Brookside Park is a major neighborhood in Pasadena, California. Its northern end is sometimes called Arroyo Terrace. It is Pasadena's second largest neighborhood by area, and its second most sparsely populated.
The neighborhood is bordered by Oak Grove Drive to the north, the Arroyo Seco Canyon wall to the south, Linda Vista Avenue to the West, and Forest and Rosemont Avenues to the East.

Landmarks

The Arroyo Seco runs the length of the Brookside Park. At the very center of the neighborhood is the Rose Bowl, at the southern end is Brookside Park (the actual park) and the Gamble House, and at the northern end is the Brookside Golf Course.

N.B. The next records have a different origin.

PR #6550, opened 2026-07-23
fix(openapi): return fresh cached specs

### LINKED ISSUE #6330: OpenApi.fromApi exposes shared mutable state
OpenApi.fromApi returns the same cached OpenAPISpec instance for repeated calls with the same API.

Because OpenAPISpec is mutable, any caller can modify the cached object and silently change the specification seen by every subsequent caller. The generated output therefore depends on prior external mutations.

xianjianlf2:
Fixes #6330

## Summary
- keep the internal OpenApi.fromApi cache but return fresh deep copies to callers
- preserve special OpenAPI keys like __proto__ as own enumerable properties while cloning
- add regression coverage for external mutation not affecting later cached calls

## Tests
- pnpm test packages/effect/test/unstable/httpapi/OpenApi.test.ts
- pnpm lint-fix
- pnpm check

## Summary by CodeRabbit

* **Bug Fixes**
  * OpenAPI specifications are now returned as fresh copies, preventing changes made to one result from affecting later results.
  * Cached OpenAPI data no longer leaks mutations across requests or calls.


xianjianlf2:
Merged latest `origin/main` into `fix/openapi-from-api-copy-6330` to refresh the stale failing CI run. The previous CodeRabbit request was already addressed in the current branch head.

Validation:
- `pnpm test packages/effect/test/unstable/httpapi/OpenApi.test.ts` (18 passed)

Current head: `35ceff4f6f0388fd698d2aa7800984faf76d546a`

xianjianlf2:
Follow-up after CI: the failing Node/Deno shard was `OpenApiRepresentation.test.ts`, which still asserted `OpenApi.fromApi(Api)` returned the same object reference. This PR intentionally returns fresh copies from the cached spec, so I updated that assertion to verify a distinct object with equal content.

Additional validation:
- `pnpm test packages/effect/test/unstable/httpapi/OpenApi.test.ts packages/effect/test/unstable/httpapi/OpenApiRepresentation.test.ts` (24 passed)
- `pnpm exec dprint check packages/effect/src/unstable/httpapi/OpenApi.ts packages/effect/test/unstable/httpapi/OpenApi.test.ts packages/effect/test/unstable/httpapi/OpenApiRepresentation.test.ts`
- `git diff --check -- packages/effect/src/unstable/httpapi/OpenApi.ts packages/effect/test/unstable/httpapi/OpenApi.test.ts packages/effect/test/unstable/httpapi/OpenApiRepresentation.test.ts`

Current head: `5ff5ddf5d9c83832a9cde0d5c8795e30ab1ec830`

gcanti:
I pushed two focused follow-up commits:

1. The cloning loop now uses `InternalRecord.assignProperty` instead of duplicating the `Object.defineProperty` logic. This preserves keys such as `__proto__` as own enumerable properties while reusing the repository’s existing safe record-assignment abstraction.
2. On a cache miss, `fromApi` now stores a deep-cloned private snapshot and returns the newly generated specification. Cache hits still return a fresh clone. This prevents references retained by `OpenApi.Override` or `OpenApi.Transform` inputs from mutating the cached value after generation. I also added a regression test covering mutation through an `Override` input.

Colorado Street Bridges runs over Brookside Park.

Attractions
 The Jackie Robinson Field is located at Brookside Park, next to the Rose Bowl where the UCLA Bruins play home football games
 Brookside Golf Course
 Kidspace Children's Museum
 Rose Bowl Aquatics Center
 Rosemont Pavilion and Brookside Pavilion where Rose Parade floats are decorated and viewed

Education
Despite its odd shape, almost all of Brookside Park is served by Grover Cleveland Elementary School, Eliot and Washington Middle Schools, and John Muir High School. Chandler School is a private school in the neighborhood.

Transportation
Brookside Park is served solely by Pasadena ARTS routes 51 and 52.